PR #129, opened 2019-04-02
fix: Prevent input losing focus after every character entered (AEROGEAR-8918)

craicoverflow:
## Motivation

https://issues.jboss.org/browse/AEROGEAR-8918

## What

Changed the input event handler to use `onBlur` to update the state in the Redux store.

## Why

When the input used `onChange`, the state updated after every entered character, initiating a full re-render and making the input lose focus.

## Verification Steps
 
1. Go to the app detailed view - `Home > Test App`.
2. For one of the versions in the table, type characters. You should be able to continuously type a stream of characters.
3. Click away from the input. 
4. Inspect the updated state in your browser console. 
5. Look at `app.versionsRows`. Do you see the updated value that matches whatever you have typed in your textbox?

## Checklist:

## Progress

- [ ] Finished task
 
## Additional Notes

You will see the following warnings in the browser console:

```
Warning: `value` prop on `input` should not be null. Consider using an empty string to clear the component or `undefined` for uncontrolled components
```

```
index.js:1446 Warning: TextInput contains an input of type text with both value and defaultValue prop
```

I think this is unavoidable in our current implementation. 

First off, we are using Patternfly 4's [`TextInput`](http://patternfly-react.surge.sh/patternfly-4/components/textinput). This component wraps the core React input, and automatically sets the `value` property to null if it is not set by us. If we were using the core React input component then we would not be setting `value` at all and this warning would not appear.

The definition of `defaultValue` is as follows:

> The defaultValue property sets or returns the default value of a text field.

Ideally we should not be using this property at all, but it is needed as part of a workaround to prevent this  **dynamically created input*** from losing focus each time a character is entered. There is a refactor of the Redux implementation in progress, and I believe this should be revisited when that is complete to see if we can use `value`.

*_This issue does not seem to happen on lone text inputs that are not dynamically created._

### DIFF
--- a/ui/src/containers/AppVersionsTableContainer.js
+++ b/ui/src/containers/AppVersionsTableContainer.js
@@ -9,20 +9,48 @@ import './TableContainer.css';
 import config from '../config/config';
 
 export class AppVersionsTableContainer extends React.Component {
+  state = {
+    canUpdateComponent: true
+  }
+
+  shouldComponentUpdate () {
+    return this.state.canUpdateComponent;
+  }
+
+  componentDidUpdate () {
+    this.setState({
+      canUpdateComponent: false
+    });
+  }
+
   handleDisableAppVersionChange = (_event, e) => {
     const id = e.target.id;
     const isDisabled = e.target.checked;
-    this.props.updateDisabledAppVersion(id, isDisabled);
+
+    this.setState({
+      canUpdateComponent: false
+    }, () => {
+      this.props.updateDisabledAppVersion(id, isDisabled);
+    });
   };
 
-  handleCustomMessageInputChange = (_event, e) => {
+  handleCustomMessageInputChange = (e) => {
     const id = e.target.id;
     const value = e.target.value;
-    this.props.updateVersionCustomMessage(id, value);
+
+    this.setState({
+      canUpdateComponent: false
+    }, () => {
+      this.props.updateVersionCustomMessage(id, value);
+    });
   };
 
   onSort = (_event, index, direction) => {
-    this.props.appDetailsSort(index, direction);
+    this.setState({
+      canUpdateComponent: true
+    }, () => {
+      this.props.appDetailsSort(index, direction);
+    });
   };
 
   createCheckbox = (id, checked) => {
@@ -46,8 +74,8 @@ export class AppVersionsTableContainer extends React.Component {
           id={id}
           type="text"
           placeholder="Add a custom message.."
-          value={text}
-          onChange={this.handleCustomMessageInputChange}
+          defaultValue={text}
+          onBlur={this.handleCustomMessageInputChange}
           aria-label="Custom Disable Message"
         />
       </React.Fragment>
@@ -94,7 +122,7 @@ export class AppVersionsTableContainer extends React.Component {
       );
     }
 
-    return this.getTable(this.props.appVersions);
+    return this.getTable([...this.props.appVersions]);
   }
 }
 


davidffrench:
@craicoverflow Unfortunately there are a couple of issues I found from verifying the issue.

### Console errors
I am seeing the following errors in the console
```
Warning: `value` prop on `input` should not be null. Consider using an empty string to clear the component or `undefined` for uncontrolled components.
```

``` 
TextInput contains an input of type text with both value and defaultValue props. Input elements must be either controlled or uncontrolled (specify either the value prop, or the defaultValue prop, but not both). Decide between using a controlled or uncontrolled input element and remove one of these props. More info: https://fb.me/react-controlled-components
```

### Only versionRows updated in Redux
The versionRows are getting updated in Redux. I would have also expected the state to be updated. The versions needed to send to the server I would assumed should come from data.

### The view still rerenders on blur
This means the action performed on blur is ignored. to reproduce this. Focus the field and then click on a checkbox. This click action is ignored.

craicoverflow:
> @craicoverflow Unfortunately there are a couple of issues I found from verifying the issue.
> 
> ### Console errors
> I am seeing the following errors in the console
> 
> ```
> Warning: `value` prop on `input` should not be null. Consider using an empty string to clear the component or `undefined` for uncontrolled components.
> ```
> ```
> TextInput contains an input of type text with both value and defaultValue props. Input elements must be either controlled or uncontrolled (specify either the value prop, or the defaultValue prop, but not both). Decide between using a controlled or uncontrolled input element and remove one of these props. More info: https://fb.me/react-controlled-components
> ```
> ### Only versionRows updated in Redux
> The versionRows are getting updated in Redux. I would have also expected the state to be updated. The versions needed to send to the server I would assumed should come from data.
> 
> ### The view still rerenders on blur
> This means the action performed on blur is ignored. to reproduce this. Focus the field and then click on a checkbox. This click action is ignored.

### Console errors

I will talk to you about this with @laurafitzgerald 

#### Only versionRows updated in Redux

This is a fix of an existing implementation. It is outside of the scope of this PR to change what is updated. Again I will speak to you about this.

### The view still rerenders on blur

Hmm...good spot.

damienomurchu:
Just to confirm I'm getting the same errors as noted by @davidffrench above

ui/src/containers/AppVersionsTableContainer.js
```diff
@@ -9,20 +9,42 @@ import './TableContainer.css';
 import config from '../config/config';
 
 export class AppVersionsTableContainer extends React.Component {
+  state = {
+    canUpdateComponent: true
+  }
+
+  shouldComponentUpdate () {
+    return this.state.canUpdateComponent;
```
damienomurchu: are we using this correctly? docs & examples I'm looking at tend to look like:
```
shouldComponentUpdate(nextProps, nextState) {
  return nextProps.isFavourite != this.props.isFavourite;
}
```
Links I was reading: https://reactjs.org/docs/react-component.html#shouldcomponentupdate, https://medium.freecodecamp.org/react-shouldcomponentupdate-demystified-c5d323099ef6

ui/src/containers/AppVersionsTableContainer.js
```diff
@@ -9,20 +9,42 @@ import './TableContainer.css';
 import config from '../config/config';
 
 export class AppVersionsTableContainer extends React.Component {
+  state = {
```
damienomurchu: if using local state like this, do we need a constructor?

ui/src/containers/AppVersionsTableContainer.js
```diff
@@ -9,20 +9,42 @@ import './TableContainer.css';
...
+
   handleDisableAppVersionChange = (_event, e) => {
     const id = e.target.id;
     const isDisabled = e.target.checked;
-    this.props.updateDisabledAppVersion(id, isDisabled);
+
+    this.setState({
+      canUpdateComponent: false
+    }, () => {
+      this.props.updateDisabledAppVersion(id, isDisabled);
```
damienomurchu: I think this is definitely the correct approach to handling this, just calling the reducer action from the onBlur event

damienomurchu:
@craicoverflow approach looks good, need to look into the errors we're seeing in the console, as seems a bad smell if we're seeing warnings/ errors in our dev environment.

What I notice when I update the version message field and confirm the save is that the change does not persist. I presume this is because although the redux local state is getting updated when I add the message, that state is then getting overwritten when the API call goes through when the screen re-renders. Have you been able to confirm this is why the updated message is not persisting in the view?

ui/src/containers/AppVersionsTableContainer.js
craicoverflow: There is no constructor here.

damienomurchu: Yes, but shouldn't we be initialising local state in our class component? If so, we [should need](https://reactjs.org/docs/react-component.html#constructor) a constructor to do so

ui/src/containers/AppVersionsTableContainer.js
craicoverflow: I first tried this way and I don't think it would work for what we are trying to do. First off, we are dealing with a dynamic list of versions, where two properties from each can be updated. We could either:

a) do a binary comparison of the `this.props.appVersions` and `nextProps.appVersions`, but there are other ways that this prop can be altered (sorting).
b) on every `shouldComponentUpdate`, loop through the array and compare the values to the current state. They would have to be mapped to each other by their ID. I'd imagine doing a `.forEach` and a `.find` on every update to compare values would be more costly than the current implementation.
c) What is there currently just seems simpler than b).

ui/src/containers/AppVersionsTableContainer.js
craicoverflow: Oh I think I misunderstood. No I don't believe we need a constructor.

craicoverflow: https://hackernoon.com/the-constructor-is-dead-long-live-the-constructor-c10871bea599

damienomurchu: Cheers, thanks for the link - hadn't realised that, thanks for the link, seems we can do without them! Woohoo - less code :D

ui/src/containers/AppVersionsTableContainer.js
damienomurchu: Yes, agree - had forgotten we were using `appVersions` to store the sort order. This implementation is great :+1:

craicoverflow:
@damienomurchu 

> What I notice when I update the version message field and confirm the save is that the change does not persist.

Good spot. Fixed that now. Nothing to do with the API as the Save button does not connect to the API. 

Adding this fixed it:

```jsx
componentDidUpdate () {
    this.setState({
      canUpdateComponent: false
    });
}
```

> An alternative approach may be to store the message field values in local state, and bind to those instead.

I have tried that :disappointed: With using local state we still need to call `this.setState` which will trigger a re-render.

laurafitzgerald:
> @damienomurchu
> 
> > What I notice when I update the version message field and confirm the save is that the change does not persist.
> 
> Good spot. Fixed that now. Nothing to do with the API as the Save button does not connect to the API.
> 
> Adding this fixed it:
> 
> ```js-jsx
> componentDidUpdate () {
>     this.setState({
>       canUpdateComponent: false
>     });
> }
> ```
> 
> > An alternative approach may be to store the message field values in local state, and bind to those instead.
> 
> I have tried that 😞 With using local state we still need to call `this.setState` which will trigger a re-render.

I also tried lots of combinations of setting a boolean to be used by ShouldComponentUpdate and other React lifecycle methods. This only resulted in the screen not loading the versions on refresh. The user would need to navigate to the landing page and click one of the rows for it to work correctly. Is there a problem with the screen rerending onblur as the main issue was the user would have to select the input box each time a letter was typed. If the user has left the input box (i.e. onblur) wouldn't they expect that they would need to click on it again?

[What needs to be done]
From the very first line of the records down to the line with "1. Go to the", please write out each line exactly, including both ends and no other lines.

[Response box]
PR #129, opened 2019-04-02
fix: Prevent input losing focus after every character entered (AEROGEAR-8918)

craicoverflow:
## Motivation

https://issues.jboss.org/browse/AEROGEAR-8918

## What

Changed the input event handler to use `onBlur` to update the state in the Redux store.

## Why

When the input used `onChange`, the state updated after every entered character, initiating a full re-render and making the input lose focus.

## Verification Steps
 
1. Go to the app detailed view - `Home > Test App`.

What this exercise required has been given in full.